I just think it is difficult for me to see genuine sincerity in such a corporately governed art form. Yes, I agree that the collections I referenced were sometimes OTT and border-lining on stereotypes, but in a strange way that felt weirdly more authentic from the designer’s pov. It was how they interpreted the culture, even if it was from a slightly misguided lens.
In MGC’s case, she (to me atleast) epitomises the safe business driven form that her collections take. So it is personally difficult for me to see “oh they are making clothes for Indian customers” as a symbol of their love, gratitude and genuine appreciation for Indian people and culture, it’s more about expanding a customer base. I’m not totally mad at that, it is a business and I’m glad its broadening it’s customer base but for me, whose interaction with fashion has largely been based on the artistic rather than commercial intention, it stops me from enjoying the clothes as much.

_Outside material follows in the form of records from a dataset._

PR #548, opened 2023-09-21
Upgrade Python 3.11

dmichaels-harvard:


pyproject.toml
```diff
@@ -9,21 +9,24 @@ packages = [
 ]
 
 [tool.poetry.dependencies]
-python = ">=3.7.1,<3.10"
-dcicutils = "^7.8.0"
+python = ">=3.7.1,<3.12"
```
netsettler, line 12: drop 3.7

netsettler (approved):
needs to drop 3.7 and workflow main-ci.yml might need a matrix tester. see other discussion on slack about whether we can afford such matrix testing.

pyproject.toml
dmichaels-harvard: Done

PR #551, opened 2023-10-30
Upgrade foursight to run repliseq v16.1

clarabakker:


aschroed (approved):
I might suggest bumping the version to 14.1.0 as this is updating a feature rather than fixing a bug but I leave that up to you.

aschroed (changes requested):
Looking again should not v16.1 be added to TSA-seq and NAD-seq  in wfr_utils?  Or am I not understanding how this works?

chalicelib_fourfront/checks/helpers/wfr_utils.py
```diff
@@ -189,11 +189,13 @@
...
+                          'RepliSeq_Pipeline_v16_step1',
+                          'RepliSeq_Pipeline_v16.1_step1'],
     # OFFICIAL - 1 STEP
     'Multi-stage Repli-seq': ['RepliSeq_Pipeline_v13.1_step1',
                               'RepliSeq_Pipeline_v14_step1',
-                              'RepliSeq_Pipeline_v16_step1'],
+                              'RepliSeq_Pipeline_v16_step1',
+                              'RepliSeq_Pipeline_v16.1_step1'],
     # Preliminary - Released to network
     'NAD-seq':       ['RepliSeq_Pipeline_v13.1_step1', 'RepliSeq_Pipeline_v14_step1', 'RepliSeq_Pipeline_v16_step1'],
```
aschroed, line 200: Should v16.1 be added here and in TSA-seq section above?

aschroed (approved):

chalicelib_fourfront/checks/helpers/wfr_utils.py
clarabakker: Good point!

PR #553, opened 2023-12-12
md5_status check update

aschroed:
This check has a throttle that limits the number of runs of these workflows that can be kicked off by the action to avoid going beyond the docker-hub pull limit of 200/6h.

Previously the way this was written was that the list of files checked was obtained by grabbing first n items from the search response where n is determined as (pull limit - the number of workflow_runs) created in the past 6 hours.  However, we just ran into the case where 1 submitter uploaded 100+ files (and the md5 was kicked for some but not all of them - due to the pull limit throttle ) and in the meantime before n was high enough to finish all the runs a different submitter uploaded metadata for ~1000 files but did not upload the actual files.  This meant that the same n files from the beginning of the list (those most recently submitted) got processed by the check and since they are still not uploaded the check is futilely spinning until they are.

This PR allows all the file items in the search_metadata response to be checked and how the appropriate number to run to avoid hitting the limit is determined (within the iterated results rather than limiting the number of items that are input to the iteration.

NOTE: that there is an (probably related) issue in that the check does not look to be triggered at all even though it is scheduled.  We thought that updating the docker that was pointed to in the Workflow Item had fixed this but the check still doesn't seem to be running as far as Will can tell.  However, the check appeared to run fine locally both before and after this update so I have no way to know if this change will resolve that.  I did also switch search_metadata to return as a generator if maybe there is a memory issue.

### DIFF
--- a/chalicelib_fourfront/checks/wfr_checks.py
+++ b/chalicelib_fourfront/checks/wfr_checks.py
@@ -214,7 +214,7 @@ def md5run_status(connection, **kwargs):
         check.status = 'WARN'
     if not_switched_status:
         check.allow_action = True
-        check.summary += 'Some files have wrong status and will re-run to update\n'
+        summary += 'Some files have wrong status and will re-run to update\n'
         msg = str(len(not_switched_status)) + ' file(s) have wrong status with a successful run to start'
         check.brief_output.append(msg)
         check.full_output['files_with_run_and_wrong_status_to_start'] = not_switched_status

With all that being said, I’m glad Indian craftsmanship is getting more acknowledgement from Western fashion media with this collection, it’s not enough on it’s own imo, and some of it is… Questionable… (Yes, Suzy Menkes.) But I suppose it’s a start at least.
And again this is personal, not everyone will interact with the industry the same way
All fashion is a commercial exercise.
The idea that some designers are somehow nobler than others because they are less commercial is erroneous.

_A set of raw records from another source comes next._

PR #6945, opened 2023-09-07
Stop bundler eagerly loading all specs with exts

segiddins:
We were setting the wrong `extension_dir` for git specs stubs

Additionally, the call to `self.extension_dir` was loading the remote spec, which was avoidable since the stub had an extension dir (and in fact its #gem_build_complete_path does exactly what we want anyway)

Finally, now set the base_dir when loading the remote_spec from a stub specification, since the git source sets the base dir for stubs based on where the spec _will_ be installed to, and we want to preserve that so the base_dir for the loaded spec & the stub are the same

Bundler was eagerly loading all gemspecs that had extensions in their stubs

Avoid calling methods that force loading the remote spec inside of `#missing_extensions?`

### DIFF
--- a/bundler/lib/bundler/stub_specification.rb
+++ b/bundler/lib/bundler/stub_specification.rb
@@ -16,7 +16,8 @@ module Bundler
       # Stub has no concept of source, which means that extension_dir may be wrong
       # This is the case for git-based gems. So, instead manually assign the extension dir
       return unless source.respond_to?(:extension_dir_name)
-      path = File.join(stub.extensions_dir, source.extension_dir_name)
+      unique_extension_dir = [source.extension_dir_name, File.basename(full_gem_path)].uniq.join("-")
+      path = File.join(stub.extensions_dir, unique_extension_dir)
       stub.extension_dir = File.expand_path(path)
     end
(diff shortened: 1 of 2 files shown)


indirect (approved):

hanyang-tony:
For universal rubies, the change to `def gem_build_complete_path` is incorrect. Previously, `extension_dir` is invoked on the `Bundler::StubSpecification`, which is a child class of `Specification`. After the change to `stub.gem_build_complete_path`, @stub is actually an instance of `Gem::StubSpecification`, thus `gem_build_complete_path` is from `Gem::BasicSpecification`.

The problem arise when in bundler, we replace the 'universal' part of `Gem::Platform` with the arch. But we still use the universal name for `Gem::Specification`, this is defined in 'rubygems_ext.rb'. Now the stub is using `extension_dir` defined in `Gem::BasicSpecification`, so the 'universal' part ended up being swapped by arch.

So, we install native extensions to 'extensions/universal-darwin-22/', but finding them in 'extensions/x86_64-darwin-22/'. Leading to native extension gems can never be installed on universal ruby.

PR #6947, opened 2023-09-10
Fixed false positive SymlinkError in symbolic link directory

negi0109:

False positive SymlinkError is detected when all of the following conditions are met.
- Symlink is included in the gem.
- Symlink is included in the installation location of the gem.

The code that verifies that the symlink points to a location in the gem is changed.

The `real_destination` is a realpath, whereas the `destination_dir` is the path containing the symlink.
Changed to compare after converting both to realpath.

Below is the previous corresponding code.
https://github.com/rubygems/rubygems/blob/fa06cbff5fd5b61de6afdb454367bf38a01b0993/lib/rubygems/package.rb#L424-L434

### DIFF
--- a/lib/rubygems/package.rb
+++ b/lib/rubygems/package.rb
@@ -413,6 +413,8 @@ EOM
   # extracted.
 
   def extract_tar_gz(io, destination_dir, pattern = "*") # :nodoc:
+    real_destination_dir = File.realpath(destination_dir)
+
     directories = []
     symlinks = []
 
@@ -428,7 +430,7 @@ EOM
           real_destination = link_target.start_with?("/") ? link_target : File.expand_path(link_target, File.dirname(destination))
 
           raise Gem::Package::SymlinkError.new(full_name, real_destination, destination_dir) unless
-            normalize_path(real_destination).start_with? normalize_path(destination_dir + "/")
+            normalize_path(real_destination).start_with? normalize_path(real_destination_dir + "/")
 
           symlinks << [full_name, link_target, destination, real_destination]
         end
--- a/lib/rubygems/package.rb
+++ b/lib/rubygems/package.rb
@@ -413,7 +413,7 @@ EOM
   # extracted.
 
   def extract_tar_gz(io, destination_dir, pattern = "*") # :nodoc:
-    real_destination_dir = File.realpath(destination_dir)
+    destination_dir = File.realpath(destination_dir)
 
     directories = []
     symlinks = []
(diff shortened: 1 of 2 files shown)


lib/rubygems/package.rb
```diff
@@ -413,6 +413,8 @@ def extract_files(destination_dir, pattern = "*")
   # extracted.
 
   def extract_tar_gz(io, destination_dir, pattern = "*") # :nodoc:
+    real_destination_dir = File.realpath(destination_dir)
```
martinemde, line 416: I'd suggest replacing `destination_dir` with the realpath rather than only using this for the symlink comparison. Personally, I think it makes sense to report the errors with the resolved path so it's clear that the destination is a symlink that is being resolved before install.

```suggestion
    destination_dir = File.realpath(destination_dir)
```

In the case where you found this, would this error still be helpful if the symlink was resolved first and any error message showed that realpath?

martinemde (approved):
Thank you for submitting this. This symlink code can be tricky (I have spent a lot of time looking at it also.) Glad you caught this.

lib/rubygems/package.rb
martinemde: In fact, looking at `install_location` we clearly replace the `destination_dir` with its realpath, then use that realpath in the almost identical error generated therein if a file is trying to be installed outside of the destination dir. If we resolve the realpath of `destination_dir` at the top here then we can do it just once and remove the extra realpath in install_location.

negi0109: > In the case where you found this, would this error still be helpful if the symlink was resolved first and any error message showed that realpath?

Since the path in the error message revealed that symlink was the cause, it would be better to output the realpath that is actually used for comparison as the error message.


> If we resolve the realpath of destination_dir at the top here then we can do it just once and remove the extra realpath in install_location.

It certainly looks good, Replace `destination_dir` with realpath.

negi0109: I am concerned about the processing differences because `install_location` is a public method, but the symlink validation works well enough, and the naming of `install_location` does not require it to be a realpath, so I do not see a major problem.

However, There was one problem.
In the test code for `install_location`, the `destination_dir` contains `..` in the test code.
This may be a reason to convert it to a realpath when calling install_location, so this process should not be removed.
(https://github.com/rubygems/rubygems/blob/fa06cbff5fd5b61de6afdb454367bf38a01b0993/test/rubygems/test_gem_package.rb#L756C1-L770C6 )

If allow it to become a destructive change,It looks good to remove this test case `test_install_location_dots` and remove the conversion from install_location to realpath, but I can't decide.

martinemde: Thank you for digging into this.

I'd say replacing destination_dir with realpath is good, but don't remove realpath from install_location yet. Calling realpath twice won't hurt. The second time might be slightly more efficient anyway.

We can worry about optimizing and maybe breaking install_location after the bug is fixed. The tests clearly access it as if it is an intentional public method.

negi0109: > We can worry about optimizing and maybe breaking install_location after the bug is fixed. 

Yes, it is. This PR will only fix bugs. Thank you for your response.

All designers must sell things in order to make money to pay salaries and fund operations otherwise they close up shop.
It also should be noted that most modern Indian women still prefer to wear traditional Indian clothing and this is why Chiuri designed the collection in this manner. The collection is an earnest exercise in trying to appeal and cater towards the needs and tates of an Indian clientele. All of the hullabaloo about Indian craftsmanship and Chanakya is in order to seduce and appeal to (rich) Indian women.
This is essentially the exact opposite of the designers you mentioned who used Indian culture in a very superficial way as a decorative motif or theme. They appropriated it one season and threw it away the next. At best their clothes would be amusing to an Indian customer, at worst they would be offensive and off putting.
The idea that Chiuri's take, which is backed up by a lot of genuine work to understand and appreciate the culture, is somehow worse than the designers you mentioned is ...funny.